* _Exercise description_
Copy each line of the records that holds the string "print".

[[ Supplied records, beginning ]]

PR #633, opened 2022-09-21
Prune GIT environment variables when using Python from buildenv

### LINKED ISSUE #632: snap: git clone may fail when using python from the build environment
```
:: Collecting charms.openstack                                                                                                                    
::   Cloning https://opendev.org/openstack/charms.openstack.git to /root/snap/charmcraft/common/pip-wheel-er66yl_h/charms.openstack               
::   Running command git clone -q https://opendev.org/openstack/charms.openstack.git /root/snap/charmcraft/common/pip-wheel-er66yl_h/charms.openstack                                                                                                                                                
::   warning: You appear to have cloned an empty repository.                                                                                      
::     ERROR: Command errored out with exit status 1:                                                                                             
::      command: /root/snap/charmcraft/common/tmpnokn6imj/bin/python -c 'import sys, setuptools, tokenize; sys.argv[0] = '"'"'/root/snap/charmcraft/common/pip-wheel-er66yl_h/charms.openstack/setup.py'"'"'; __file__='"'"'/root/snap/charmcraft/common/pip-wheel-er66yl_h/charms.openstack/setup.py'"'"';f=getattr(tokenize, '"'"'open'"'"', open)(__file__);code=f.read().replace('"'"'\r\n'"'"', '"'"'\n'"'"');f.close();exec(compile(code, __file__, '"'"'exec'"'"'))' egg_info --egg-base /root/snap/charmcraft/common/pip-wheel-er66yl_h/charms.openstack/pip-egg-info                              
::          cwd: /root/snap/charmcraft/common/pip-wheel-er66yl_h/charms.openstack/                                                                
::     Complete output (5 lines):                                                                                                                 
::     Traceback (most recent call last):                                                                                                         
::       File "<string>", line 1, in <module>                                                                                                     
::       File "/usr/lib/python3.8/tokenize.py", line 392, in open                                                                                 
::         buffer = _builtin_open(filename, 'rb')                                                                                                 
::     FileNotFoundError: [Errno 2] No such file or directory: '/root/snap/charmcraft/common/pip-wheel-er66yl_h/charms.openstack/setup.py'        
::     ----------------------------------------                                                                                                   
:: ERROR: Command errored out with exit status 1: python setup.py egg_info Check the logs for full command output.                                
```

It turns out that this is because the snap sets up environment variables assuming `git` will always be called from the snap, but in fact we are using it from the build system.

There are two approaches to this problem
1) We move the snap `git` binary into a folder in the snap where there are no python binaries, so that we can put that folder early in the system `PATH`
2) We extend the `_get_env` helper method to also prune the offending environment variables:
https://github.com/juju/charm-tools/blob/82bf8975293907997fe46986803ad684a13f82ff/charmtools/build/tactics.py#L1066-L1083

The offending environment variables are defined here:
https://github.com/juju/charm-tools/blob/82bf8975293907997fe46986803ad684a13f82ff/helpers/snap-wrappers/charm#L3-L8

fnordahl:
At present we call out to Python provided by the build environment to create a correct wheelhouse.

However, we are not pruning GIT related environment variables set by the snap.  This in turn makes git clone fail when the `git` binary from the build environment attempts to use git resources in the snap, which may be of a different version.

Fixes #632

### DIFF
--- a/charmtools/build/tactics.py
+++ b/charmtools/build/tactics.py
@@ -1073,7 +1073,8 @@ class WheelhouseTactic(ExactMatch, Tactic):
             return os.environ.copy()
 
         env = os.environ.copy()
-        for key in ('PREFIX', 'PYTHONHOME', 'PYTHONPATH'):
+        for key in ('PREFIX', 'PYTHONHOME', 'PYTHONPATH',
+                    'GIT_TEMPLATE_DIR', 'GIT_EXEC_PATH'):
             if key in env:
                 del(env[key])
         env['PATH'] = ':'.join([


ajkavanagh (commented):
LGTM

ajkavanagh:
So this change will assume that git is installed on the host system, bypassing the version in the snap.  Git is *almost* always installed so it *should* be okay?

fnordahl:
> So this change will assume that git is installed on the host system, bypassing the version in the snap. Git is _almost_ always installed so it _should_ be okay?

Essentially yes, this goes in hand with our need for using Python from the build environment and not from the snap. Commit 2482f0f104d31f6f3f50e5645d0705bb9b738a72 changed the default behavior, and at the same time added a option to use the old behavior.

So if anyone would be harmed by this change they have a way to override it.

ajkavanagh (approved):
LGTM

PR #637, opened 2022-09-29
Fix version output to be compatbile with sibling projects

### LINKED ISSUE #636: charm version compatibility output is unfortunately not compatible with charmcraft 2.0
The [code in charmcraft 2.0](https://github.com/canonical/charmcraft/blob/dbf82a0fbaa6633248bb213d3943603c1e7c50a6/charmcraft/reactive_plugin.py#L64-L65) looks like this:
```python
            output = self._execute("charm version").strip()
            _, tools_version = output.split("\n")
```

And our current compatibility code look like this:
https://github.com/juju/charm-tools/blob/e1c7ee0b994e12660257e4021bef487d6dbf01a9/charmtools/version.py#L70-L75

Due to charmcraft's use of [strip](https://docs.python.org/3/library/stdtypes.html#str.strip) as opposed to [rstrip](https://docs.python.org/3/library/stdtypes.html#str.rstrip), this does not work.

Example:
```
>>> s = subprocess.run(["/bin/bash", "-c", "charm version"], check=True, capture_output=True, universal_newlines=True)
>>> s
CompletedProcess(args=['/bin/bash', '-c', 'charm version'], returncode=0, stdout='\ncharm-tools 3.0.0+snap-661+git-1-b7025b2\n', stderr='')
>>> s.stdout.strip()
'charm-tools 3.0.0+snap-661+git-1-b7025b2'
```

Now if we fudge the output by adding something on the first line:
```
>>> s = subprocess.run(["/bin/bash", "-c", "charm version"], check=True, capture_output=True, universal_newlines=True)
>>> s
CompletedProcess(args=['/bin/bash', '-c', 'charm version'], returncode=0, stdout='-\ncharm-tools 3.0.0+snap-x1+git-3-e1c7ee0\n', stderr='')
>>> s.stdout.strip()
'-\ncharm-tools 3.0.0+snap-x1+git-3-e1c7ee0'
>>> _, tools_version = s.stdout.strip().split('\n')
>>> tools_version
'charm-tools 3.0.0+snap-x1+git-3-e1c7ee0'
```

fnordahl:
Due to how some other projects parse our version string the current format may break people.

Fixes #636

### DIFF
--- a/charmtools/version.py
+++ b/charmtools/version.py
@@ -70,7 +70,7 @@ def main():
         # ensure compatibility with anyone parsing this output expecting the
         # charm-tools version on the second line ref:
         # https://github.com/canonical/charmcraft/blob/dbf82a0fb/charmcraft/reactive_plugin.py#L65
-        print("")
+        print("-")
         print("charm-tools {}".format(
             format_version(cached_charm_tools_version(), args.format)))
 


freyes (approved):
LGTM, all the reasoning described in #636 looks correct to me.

[[ Supplied records, end ]]

* _Written answer_
-        print("")
+        print("-")
         print("charm-tools {}".format(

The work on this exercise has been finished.